# UK-Muscle 2011 - GOLD Member Preview



## Lorian (Apr 9, 2003)

This invitation is open to *GOLD* members who wish to be involved with the next big upgrade to UK-Muscle. (Mods will automatically be included)

Initially you'll get a sneak preview of UK-M 2011 which you can explore and test. I'll then be creating a private forum for your feedback and discussion on the new logo, design and features prior to rolling it out across the entire board.

Let me know below if you are interested.

L


----------



## Jem (Mar 5, 2009)

You're silver you plonker 

er go on then !


----------



## Lois_Lane (Jul 21, 2009)

Lois_lane


----------



## bigbob33 (Jan 19, 2009)

I'm in


----------



## Bettyboo (Jun 8, 2009)

Yes please will be interested


----------



## Magic Torch (May 30, 2005)

I'll be a crash test dummy


----------



## gumballdom (Dec 14, 2008)

count me in!


----------



## ah24 (Jun 25, 2006)

Yup would be interested in this


----------



## God (Sep 3, 2009)

I'm in.


----------



## chrisj22 (Mar 22, 2006)

Deffo


----------



## Ak_88 (Nov 9, 2008)

Yes please


----------



## Greyphantom (Oct 23, 2003)

I'm in... test anything me... lol...


----------



## bassmonster (Aug 29, 2009)

count me in too


----------



## SD (Sep 3, 2004)

Hell yeh! Count me in Lorian :thumb:

SD


----------



## Suprakill4 (Jul 11, 2008)

Ill be a member of this elite club :thumb:


----------



## the_gre8t_1ne (Apr 18, 2005)

Am i gold?


----------



## the_gre8t_1ne (Apr 18, 2005)

lol ignore previous post count me in!


----------



## Beklet (May 13, 2005)

Aye i'm interested


----------



## TaintedSoul (May 16, 2007)

I'll give it a go.


----------



## MissBC (Apr 29, 2008)

count me in


----------



## 54und3r5 (Apr 11, 2008)

54und3r5 is in ;0)


----------



## Fivos (Sep 1, 2004)

Bring it on....

Fivos


----------



## rs007 (May 28, 2007)

definitely - my ability to spam the shit out of anything, start an argument in an empty room, and get round swear filters will be invaluable in road testing any new forum


----------



## Seyyed-Merat (Sep 1, 2007)

Count me in


----------



## Lorian (Apr 9, 2003)

This thread it turning out to be a lot more popular than I'd anticipated! .. I was reckoning on getting around 5 people :laugh:

Not wishing to get into a 'too many cooks' scenario I may need to cap this soon.

L


----------



## Uriel (Oct 14, 2008)

I'd like to help if I can.....need to make sure it can handle uncle Uriel


----------



## Rosko (Oct 15, 2007)

I'll have some of that if i'm not too late!
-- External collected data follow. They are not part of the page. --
PR #193, opened 2023-12-06
Python: allow ctypes pointers for in/out parameters

### LINKED ISSUE #190: Python callback into BridgeStan with C types

WardBrian:
Closes #190

This makes the minimal changes required to accept `ctypes.POINTER(ctypes.c_double)` types alongside numpy arrays for parameter arrays and out parameters

### DIFF
--- a/python/bridgestan/model.py
+++ b/python/bridgestan/model.py
@@ -14,24 +14,24 @@ from .compile import compile_model, windows_dll_path_setup
 from .util import validate_readable
 
 
-def wrapped_ndptr(*args, **kwargs):
+def array_ptr(*args, **kwargs):
     """
     A version of np.ctypeslib.ndpointer
-    which allows None (passed as NULL)
+    which allows raw ctypes pointers
     """
-    base = ndpointer(*args, **kwargs)
+    np_type = ndpointer(*args, **kwargs)
     ctypes_type = ctypes.POINTER(ctypes.c_double)
 
     def from_param(cls, obj):
         if isinstance(obj, ctypes_type):
             return ctypes_type.from_param(obj)
-        return base.from_param(obj)
+        return np_type.from_param(obj)
 
-    return type(base.__name__, (base,), {"from_param": classmethod(from_param)})
+    return type(np_type.__name__, (np_type,), {"from_param": classmethod(from_param)})
 
 
 FloatArray = npt.NDArray[np.float64]
-generic_double_array = wrapped_ndptr(dtype=ctypes.c_double, flags=("C_CONTIGUOUS"))
+generic_double_array = array_ptr(dtype=ctypes.c_double, flags=("C_CONTIGUOUS"))
 star_star_char = ctypes.POINTER(ctypes.c_char_p)
 c_print_callback = ctypes.CFUNCTYPE(None, ctypes.POINTER(ctypes.c_char), ctypes.c_int)
 
@@ -183,10 +183,10 @@ class StanModel:
         self._param_unc_num.argtypes = [ctypes.c_void_p]
 
         num_params = self._param_unc_num(self.model)
-        unc_p_double_array = wrapped_ndptr(
+        unc_p_double_array = array_ptr(
             dtype=ctypes.c_double, flags=("C_CONTIGUOUS"), shape=(num_params,)
         )
-        unc_p2_double_array = wrapped_ndptr(
+        unc_p2_double_array = array_ptr(
             dtype=ctypes.c_double,
             flags=("C_CONTIGUOUS"),
             shape=(num_params, num_params),
--- a/python/bridgestan/model.py
+++ b/python/bridgestan/model.py
@@ -23,14 +23,14 @@ def array_ptr(*args, **kwargs):
     ctypes_type = ctypes.POINTER(ctypes.c_double)
 
     def from_param(cls, obj):
-        if isinstance(obj, ctypes_type):
+        if isinstance(obj, (ctypes_type, ctypes.Array)):
             return ctypes_type.from_param(obj)
         return np_type.from_param(obj)
 
     return type(np_type.__name__, (np_type,), {"from_param": classmethod(from_param)})
 
 
-FloatArray = npt.NDArray[np.float64]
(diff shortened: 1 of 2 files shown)


python/bridgestan/model.py
```diff
@@ -13,8 +13,25 @@
 from .compile import compile_model, windows_dll_path_setup
 from .util import validate_readable
 
-FloatArray = npt.NDArray[np.float64]
-double_array = ndpointer(dtype=ctypes.c_double, flags=("C_CONTIGUOUS"))
+
+def array_ptr(*args, **kwargs):
+    """
+    A version of np.ctypeslib.ndpointer
```
bob-carpenter, line 19: I prefer the doc for a function to say what the function does.  This is going to return something so I'd phrase it as "Return < > given <...>" wherever possible.

Also use regular punctuation like periods at the end of sentences.

python/bridgestan/model.py
```diff
@@ -476,10 +503,7 @@ def param_unconstrain_json(
         dims = self.param_unc_num()
         if out is None:
             out = np.zeros(shape=dims)
-        elif out.size != dims:
```
bob-carpenter, line 479: Thanks for removing---this looks like it can't fail given the logic and that we've already checked it if it exists.

python/test/test_stanmodel.py
```diff
@@ -274,7 +275,7 @@ def test_param_unconstrain():
     c2 = bridge.param_unconstrain(b, out=scratch)
     np.testing.assert_allclose(a, c2)
     scratch_wrong = np.zeros(16)
-    with pytest.raises(ValueError):
+    with pytest.raises(ctypes.ArgumentError):
```
bob-carpenter, line 278: I also like the more specific exception types.

bob-carpenter (changes requested):
This looks good other than that I think the doc should be complete with argument declarations, return declaration, etc.

python/bridgestan/model.py
WardBrian: I rewrote it, let me know how it reads now

bob-carpenter:
Thanks for updating---looks good.

python/bridgestan/model.py
```diff
@@ -165,6 +186,18 @@ def __init__(
         self._param_unc_num.restype = ctypes.c_int
         self._param_unc_num.argtypes = [ctypes.c_void_p]
 
+        num_params = self._param_unc_num(self.model)
+        unc_p_double_array = array_ptr(
+            dtype=ctypes.c_double,
+            flags=("C_CONTIGUOUS", "WRITEABLE"),
```
roualdes, line 192: If I'm reading this right, it's great that you got out variables into Python code.

python/bridgestan/model.py
```diff
@@ -183,8 +216,8 @@ def __init__(
             ctypes.c_void_p,
             ctypes.c_int,
             ctypes.c_int,
-            double_array,
-            double_array,
+            generic_double_array,
+            generic_double_array,
```
roualdes, line 220: Maybe I missed the point on the type `unc_p_double_array`.  It seems like this should have the type associated with the variable name `unc_p_double_array` even though this name doesn't fit this case.  But shouldn't this out variable named `out` strictly be `WRITABLE`?

roualdes (approved):
This looks great.  Thanks for the elegant solution.

I'm stuck on the the variable named `unc_p_double_array` and the type stored by that variable.   It's not obvious to me which is more important to convey in our code, whether or not the output container is `WRITABLE` (the type is more important) or whether or not we're writing into a container that will hold variables on the unconstrained space (the variable name is more important).  But my being stuck shouldn't hold this up, we'd never get anywhere in this case :)

python/bridgestan/model.py
```diff
@@ -1,6 +1,6 @@
 import ctypes
 import warnings
-from os import PathLike, fspath
+from os import PathLike, fspath, write
```
roualdes, line 3: Where is `write` used?

roualdes (approved):
This is great. Thank you, Brian, for thinking about the ideas in my previous review, even if the words/sentences are hard to interpret.  I think your code here better represents our intentions, even if both codes have the same outcome.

No point being gold if you don't advantage!


----------



## sizar (Nov 13, 2008)

I am in please .. thank you


----------



## kevo (Aug 7, 2003)

I'll have a mooch!


----------



## BB_999 (Feb 20, 2006)

I'll participate if needed.


----------



## hilly (Jan 19, 2008)

Lorian said:


> This invitation is open to *GOLD* members who wish to be involved with the next big upgrade to UK-Muscle. (Mods will automatically be included)
> 
> Initially you'll get a sneak preview of UK-M 2011 which you can explore and test. I'll then be creating a private forum for your feedback and discussion on the new logo, design and features prior to rolling it out across the entire board.
> 
> ...


im game, on here enuf anyway lol


----------



## LittleChris (Jan 17, 2009)

I would be honoured to assist


----------



## Rob68 (Sep 16, 2008)

yeah man....


----------



## Rottee (Jun 11, 2009)

yes Im up for it


----------



## Craig660 (Dec 8, 2005)

Ill have a blast


----------



## Kate1976 (Jul 19, 2008)

I'm in !


----------



## SK-XO (Aug 6, 2009)

yeah id be up for that


----------



## Ser (Aug 10, 2008)

Willing to help if i can


----------



## Milky (Nov 30, 2008)

No thank you l have a life,,,

Who am l kidding count me in...


----------



## Incredible Bulk (Sep 19, 2007)

yeah why not?!


----------



## TH0R (Aug 15, 2007)

Think we need a sensible, cool, balanced, mature opinion on this new forum thingy

Where do I sign...................................


----------



## big_jim_87 (Jul 9, 2009)

yes mate would be interesting and good to have a say on the matter


----------



## Barker (Oct 1, 2009)

I'm down if you've got space!


----------



## XJPX (Jan 10, 2009)

Im in


----------



## Prodiver (Nov 14, 2008)

Thanks - count me in too...


----------



## Conscript (Sep 5, 2010)

Look into my eyes, look into my eyes...You're under....I'm a gold member and a respected member of the board....You want me to be a test candidiate for UK-M 2011....Infact you want me to be your next MOD....54321...You're back in the room...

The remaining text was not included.